## Quantum Mechanics of Email Marketing

Can a single email message ever be in 2 states at the same time? Can it be delivered and undelivered simultaneously?

In quantum computing, a qubit (ˈkjuːbɪt) or quantum bit is a unit of quantum information—the quantum analogue of the classical bit. In a classical system, a bit would have to be in one state or the other, but quantum mechanics allows the qubit to be in a superposition of both states at the same time, a property which is fundamental to quantum computing.

Confused Yet? Let’s consider Schrödinger’s cat.

In 1935 Erwin Schrödinger, an Austrian physicist, devised a ‘thought experiment’ which is known as “Schrödinger’s cat”. It illustrates what he saw as the problem of the Copenhagen interpretation of quantum mechanics applied to everyday objects, resulting in a contradiction with common sense. The scenario presents a cat that may be both alive and dead, depending on an earlier random event. Although the original “experiment” was imaginary, similar principles have been researched and used in practical applications. The thought experiment is also often featured in theoretical discussions of the interpretations of quantum mechanics.

Schrödinger’s (theoretical) experiment:

The experiment revolves around a principle of quantum theory called “superposition”, which basically claims that if you don’t know what the state of any object is, then – as long as you don’t look to check – it is actually in all possible states simultaneously.

Erwin Schrodinger proposed a theoretical experiment in which a cat was put in a steel box along with a vial of hydrocyanic acid along with a tiny amount of a radioactive substance. If just one atom of this decayed during the test period, it would trigger a sequence in which a hammer would break the vial and kill the cat. As long as the box stayed closed, you wouldn’t know whether this had happened or not, so according to quantum law and the superposition of states, the cat is both alive and dead at the same time. It’s only when you take a measurement, (ie. look in the box), that the superposition ceases to be and the cat is either alive or dead. The paradox is that observation (=measurement) affects the outcome, so the outcome doesn’t exist until the measurement is made.

So how does this relate to email marketing?

OK, so now that we have our lesson in quantum mechanics out of the way, how does this relate to email marketing and how can an email be delivered and undelivered at the same time?

When you send an email to a recipient, as part of a larger email campaign deployment, you have no idea if the email was accepted by the recipients email server, was rejected for a multitude of reasons or was actually delivered to the end user’s inbox or junk folder.
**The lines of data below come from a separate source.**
PR #359, opened 2024-09-14
Lots of typo fixes

TheGiraffe3:
You might want to squash and merge.

Automated processes found most of these errors.


AUTHORS
TheGiraffe3, line 1: I'm not sure what happened here. I fixed the first error but did nothing else.

On other OSes, does it show as removing sensible characters and adding question marks, or vice versa?
My operating system says I fixed a whole bunch of question marks.

AUTHORS
```diff
@@ -111,7 +111,7 @@ mention and appreciation for their involvement.
 
 -- 1993 --
 Phillip Ezolt
-Bj�rn Augustsson
+Björn Augustsson
```
blast007: Your editor seems to have mishandled the character encoding of the file and broke some of the author names.

autogen.sh
```diff
@@ -988,7 +988,7 @@ initialize ( ) {
     if test ! -d "$_aux_dir" ; then
 	_aux_dir=.
     else
-	$VERBOSE_ECHO "Detected auxillary directory: $_aux_dir"
+	$VERBOSE_ECHO "Detected auxilary directory: $_aux_dir"
```
blast007: This should actually be "auxiliary"

autogen.sh
```diff
@@ -1110,7 +1110,7 @@ if [ "x$HAVE_AUTORECONF" = "xyes" ] ; then
 	$ECHO "Warning: $AUTORECONF failed"
 
 	if test -f ltmain.sh ; then
-	    $ECHO "libtoolize being run by autoreconf is not creating ltmain.sh in the auxillary directory like it should"
+	    $ECHO "libtoolize being run by autoreconf is not creating ltmain.sh in the auxilary directory like it should"
```
blast007: This should actually be "auxiliary"

m4/sdl2.m4
```diff
@@ -196,7 +196,7 @@ int main(int argc, char *argv[])
           echo "*** If you have an old version installed, it is best to remove it, although"
           echo "*** you may also be able to get things to work by modifying LD_LIBRARY_PATH"],
         [ echo "*** The test program failed to compile or link. See the file config.log for the"
-          echo "*** exact error that occured. This usually means SDL was incorrectly installed"
+          echo "*** exact error that occurred. This usually means SDL was incorrectly installed"
```
blast007, line 199: This typo is from upstream SDL repository that we pulled this file from.  Fixing it upstream would be better, and then we can fix it here by pulling it from upstream.

https://github.com/libsdl-org/SDL/blob/SDL2/sdl2.m4

misc/libtool.m4
```diff
@@ -1033,7 +1033,7 @@ if test -n "$_LT_AC_TAGVAR(hardcode_libdir_flag_spec, $1)" || \
    test -n "$_LT_AC_TAGVAR(runpath_var, $1)" || \
    test "X$_LT_AC_TAGVAR(hardcode_automatic, $1)" = "Xyes" ; then
 
-  # We can hardcode non-existant directories.
+  # We can hardcode non-existent directories.
```
blast007: The typos in this file are also from an upstream project, but they've since fixed it.  I'm actually not sure why we have misc/libtool.m4 when we also have m4/libtool.m4 (which doesn't have this typo).  Maybe this copy of the file could just go away.

misc/shtool
```diff
@@ -267,7 +267,7 @@ eval `echo h.$opt_spec |\
 eval `echo h:help,$opt_alias |\
       sed -e 's/-/_/g' -e 's/\([a-zA-Z0-9]\):\([^,]*\),*/opt_ALIAS_\2=\1;/g'`
 
-#   interate over argument line
+#   iterate over argument line
```
blast007, line 270: This is a generated file from an upstream project called [GNU shtool](https://www.gnu.org/software/shtool/shtool.html). We're using an older version, but the latest release still has these typos. Given that the newest release is from 2008, I don't imagine this will get fixed upstream.

data/l10n/bzflag_sv.po
```diff
@@ -1276,10 +1276,10 @@ msgstr "högt uppe den är: Ju större prick, desto högre upp. Flaggor är små
 #msgid "Toggle Main Flags:"
 #msgstr ""
 
-#msgid "Silience/UnSilence"
+#msgid "Silence/Unsilence"
```
blast007, line 1279: There are more instances of this typo in the other language files. The src/bzflag/HelpMenu.cxx and src/bzflag/KeyboardMapMenu.cxx have the S in UnSilence capitalized. That's unnecessary there as well. The data/l10n/bzflag_lt.po has a typo on the line for Silence/UnSilence that reads "# sgid" instead of "#msgid".

blast007 (changes requested):
Most of this seems fine.  The AUTHORS file needs the encoding fixed so it doesn't break names.

For any msgid changes in the data/l10n/ files, you'd want to sure that the strings in the game code are changed as well.  For instance, you changed "recieved" to "received", but src/bzadmin/ServerLink.cxx and src/bzflag/ServerLink.cxx still have "bytes recieved".

I'm not sure if we should care about fixing typos shtool since it *is* a third-party file and it isn't one that anyone every looks at anyway.

I'd need to check a bit more if we can just get rid of misc/libtool.m4.

AUTHORS
TheGiraffe3: Interesting. On my operating system it says it had fixed them.

Did e03c3a0 make this for you? It just got worse on my computer.

autogen.sh
TheGiraffe3:
```suggestion
	$VERBOSE_ECHO "Detected auxiliary directory: $_aux_dir"
```

autogen.sh
TheGiraffe3:
```suggestion
	    $ECHO "libtoolize being run by autoreconf is not creating ltmain.sh in the auxiliary directory like it should"
```

misc/shtool
TheGiraffe3: So would you like it to be fixed here or stay consistent with the other release?

m4/sdl2.m4
TheGiraffe3: Changes suggested and merged. I'm not sure how to pull from upstream, so should I just leave it like this?

include/Obstacle.h
```diff
@@ -59,7 +59,7 @@ class Obstacle
         @param hwidth     Half the X size of the obstacle
         @param hbreadth   Half the Y size of the obstacle
         @param height     The Z size of the obstacle
-        @param drive      @c true if the obstacle is drivethtrough, i.e. tanks
+        @param drive      @c true if the obstacle is driveththrough, i.e. tanks
```
TheGiraffe3:
```suggestion
        @param drive      @c true if the obstacle is drivethrough, i.e. tanks
```

include/Obstacle.h
```diff
@@ -38,7 +38,7 @@ class MeshTransform;
 
 /** This ABC represents a (normally) solid object in a world. It has pure
     virtual functions for getting information about it's size, checking ray
-    intersections, checking point intersections, computing normals etc.
+    intersections, checking point intersections, computting normals etc.
```
TheGiraffe3:
```suggestion
    intersections, checking point intersections, computing normals etc.
```

TheGiraffe3 (commented):
Not sure what happened here.

TheGiraffe3:
@blast007 is there something in particular this PR is waiting on?
Would you like me to close and open a new one that only has one commit but all these changes?

TheGiraffe3:
Will reopen as a new PR later.

EDIT: #362.

PR #262, opened 2023-12-08
node-week1/komal

komalranjan9:


6_nodejs/week1/avg.js
```diff
@@ -0,0 +1,21 @@
...
+  
+  if (args.length === 0) {
+    console.log('No numbers provided. Please provide numbers as command line arguments.');
+  } else {
+    const numbers = args.map(Number);
+  
+    if (numbers.some(isNaN)) {
+      console.log('Invalid input. Please provide valid numbers as command line arguments.');
+    } else {
+      const average = calculateAverage(numbers);
```
ddobby94, line 17: Very nice way of using functions! :)

6_nodejs/week1/avg.js
```diff
@@ -0,0 +1,21 @@
+
+const calculateAverage = (numbers) => {
+    const sum = numbers.reduce((acc, num) => acc + Number(num), 0);
```
ddobby94, line 3: I don't think you need to convert `num` to a Number using the `Number()` function, since it is already a number
```suggestion
    const sum = numbers.reduce((acc, num) => acc + num, 0);
```

ddobby94 (commented):
Nice job! I only had a tiny comment :)

6_nodejs/week1/avg.js
```diff
@@ -0,0 +1,21 @@
...
+    return sum / numbers.length;
+  };
+  
+  const args = process.argv.slice(2);
+  
+  if (args.length === 0) {
+    console.log('No numbers provided. Please provide numbers as command line arguments.');
```
ddobby94, line 10: Great use of input validation!

PR #263, opened 2023-12-09
node-week2/nishadi

nishadipri:
Please review my homework

### DIFF
--- a/6_nodejs/week2/util.js
+++ b/6_nodejs/week2/util.js
@@ -1,0 +1,53 @@
+const documents = require("./document.json");
+
+exports.filterByQueryParam = (queryParam) =>{
+    return documents.filter(doc =>
+        doc.name?.includes(queryParam) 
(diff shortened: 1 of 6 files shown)


6_nodejs/week2/util.js
```diff
@@ -0,0 +1,53 @@
...
+    //         }
+    //     })
+    // })
+
+    return documents.filter(doc => {
+       let allFieldsMatch = true
+
+       for(const fieldName of fieldNames){
+        if(doc[fieldName]) {
+            switch (fieldName) {
```
babak-f, line 34: When it's only two cases, you could just use an if-else. Switch is usually for when there are more than two cases.

babak-f (approved):
Great job :+1:

ddobby94 (commented):
Nice work! Most of the files and functions were looking good, I had a few comments only about 1 specific function and some tiny comments :)

PR #264, opened 2023-12-09
Homework warmup NodeJS week2

ayaroshenkocom:


6_nodejs/week2/index.js
```diff
@@ -0,0 +1,94 @@
...
+app.get("/search", (req, res) => {
+    const query = req.query.q
+    const data = readFileSync('./documents.json');
+    const parsedData = JSON.parse(data);
+
+    if (!query) {
+        res.send(parsedData)
+    }
+
+    for (const document of parsedData) {
```
balance3840, line 23: Nice that you used a creative way to solve the problem. You could also consider using **.some** in the array, this way is much faster.

https://developer.mozilla.org/en-US/docs/Web/JavaScript/Reference/Global_Objects/Array/some

6_nodejs/week2/index.js
```diff
@@ -0,0 +1,94 @@
...
+    }
+
+});
+
+app.get("/documents/:id", (req, res) => {
+    const id = req.params.id
+    const data = readFileSync('./documents.json');
+    const parsedData = JSON.parse(data);
+
+    for (const document of parsedData) {
```
balance3840, line 42: You could also have used .**filter** here. https://developer.mozilla.org/en-US/docs/Web/JavaScript/Reference/Global_Objects/Array/filter

6_nodejs/week2/index.js
```diff
@@ -0,0 +1,94 @@
...
+    const fields = req.body.fields
+    const data = readFileSync('./documents.json');
+    const parsedData = JSON.parse(data);
+
+    if (query && fields) {
+        res.status(400).json({ error: "Both query and fields can't be provided" });
+    }
+
+    if (query) {
+        for (const document of parsedData) {
```
balance3840, line 61: The same here with **.some**.

PR #267, opened 2023-12-16
node-week3/NicoQ

nicoquiroga90:
Thanks for the review

### DIFF
--- a/6_nodejs/week3/app.js
+++ b/6_nodejs/week3/app.js
@@ -1,0 +1,50 @@
+const knex = require("knex")({
+  client: "mysql2",
+  connection: {
+    host: process.env.DB_HOST || "0.0.0.0",
+    port: process.env.DB_PORT || 3306,
+    user: process.env.DB_USER || "root",
+    password: process.env.DB_PASSWORD || "pass",
+    database: process.env.DB_NAME || "hyf_node_week3_warmup",
+    multipleStatements: true, 
+  },
+});
+
+const express = require("express");
+const app = express();
+const port = process.env.PORT || 3000;
+
+app.use(express.json());
+
+const apiRouter = express.Router();
+app.use("/api", apiRouter);
+
+const contactsAPIRouter = express.Router();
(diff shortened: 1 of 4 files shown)


6_nodejs/week3/app.js
```diff
@@ -0,0 +1,50 @@
...
+        //query = query.orderByRaw(orderBy); the following request will drop the contacts table /api/contacts?sort=DROP TABLE contacts
+      query = query.orderByRaw(knex.raw('??', [orderBy]));
+    }
+  }
+
+
+  console.log("SQL", query.toSQL().sql);
+
+  try {
+    const data = await query;
```
babak-f, line 40: Shouldn't this be `query()`?

6_nodejs/week3/app.js
```diff
@@ -0,0 +1,50 @@
...
+    if (orderBy.length > 0) {
+        //query = query.orderByRaw(orderBy); the following request will drop the contacts table /api/contacts?sort=DROP TABLE contacts
+      query = query.orderByRaw(knex.raw('??', [orderBy]));
+    }
+  }
+
+
+  console.log("SQL", query.toSQL().sql);
+
+  try {
```
babak-f, line 39: I would suggest wrapping the entire function in a try-catch. That way, if an unexpected error happens while executing the rest of the function, the user will still get a meaningful error message.

babak-f (approved):

6_nodejs/week3/app.js
nicoquiroga90: Im not sure, because is calling a query _knex.select("*").from("contacts")_ and not a function. Anyway, that part of the code was wrote before, so im not 100% sure if I modify that I need to rewrite te rest of the code, if you guide me to do it would be great to don't break anything else 😊

6_nodejs/week3/app.js
nicoquiroga90: Perfect, I will do it ! :)

PR #281, opened 2024-01-09
react1-week1/meraj

MerajSharifi:


7_react/react1/week1/todo-list-app/src/TodoItem.js
```diff
@@ -0,0 +1,12 @@
+import React from 'react';
+
+const TodoItem = (props) => {
+  return (
+    <div id="items">
+      <input type="checkbox" /> 
+      {props.description}, {props.deadline}
+    </div>
```
magdazelena, line 8: in general all good, but it's worth to keep in mind that regular rules of HTML and accessibility still apply in React, so I would push more towards using a list items :)

PR #283, opened 2024-01-09
react1-week1/rumana

rumana-aafrin:


7_react/react1/week1/src/App.js
```diff
@@ -0,0 +1,25 @@
+import './App.css';
+
+
+function MyLists(props){
+    const description= props.description;
+    const deadline= props.deadline;
+  return(
+    <ul>
+    <li>{description}, {deadline}</li>
+    </ul>
```
magdazelena: Please keep in mind that this way you are creating a new `ul` list for every list item in the App. Perhaps it would be worth to have only one `ul` in the App and here restrain yourself to `li`? Remember to update the component name then :)

rumana-aafrin: Yes! It makes sense now. I have updated the ul around the component name.

PR #284, opened 2024-01-09
react1-week1/nishadi

nishadipri:
Please review my homework. Thank you.


7_react/react1/week1/my-app/src/TodoItem/TodoItem.js
```diff
@@ -0,0 +1,19 @@
+import "./TodoItem.css"
+
+function TodoItem(props){
+
+    return(
+        <>
+        
+        
+            <ul className="todoItem">&#9733;{props.description},{props.deadline}</ul>
```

So in essence, the email – once sent, can be considered delivered and undelivered at the same time. The obvious goal you are trying to reach is to deliver your email message to the recipient’s inbox and have them take action in response to your message. This action could be a click to your website, having them call you or respond in some way to your message. There are also unwanted actions such as deleting your message, unsubscribing from your list or worse yet, complaining to your ISP about the contents of your message.

Just as never opening the box to determine whether the cat is alive or dead, not reviewing the results and statistics of your email deployment is tantamount to never knowing if your email was delivered, undelivered, deleted, junked or reacted to in some fashion. Understanding the outcomes of each and every email you send will enable you to better interpret whether your customers and messages are viable and working or not and allow you to distinguish what needs to be changed to improve your results.

### One Response to Quantum Mechanics of Email Marketing

1. Tracy says:

Interesting approach to looking at your stats for email. It’s funny, but I always look at my clicks, open rate, bounces, unsubs, time of day, day of week, and subject line to see what’s working and what’s not. It surprises me that more people don’t do this because it’s a missed opportunity. Also, sometimes you can have the right email address and it will still bounce b/c of spam filters and your email client. I always debounce those and send them again.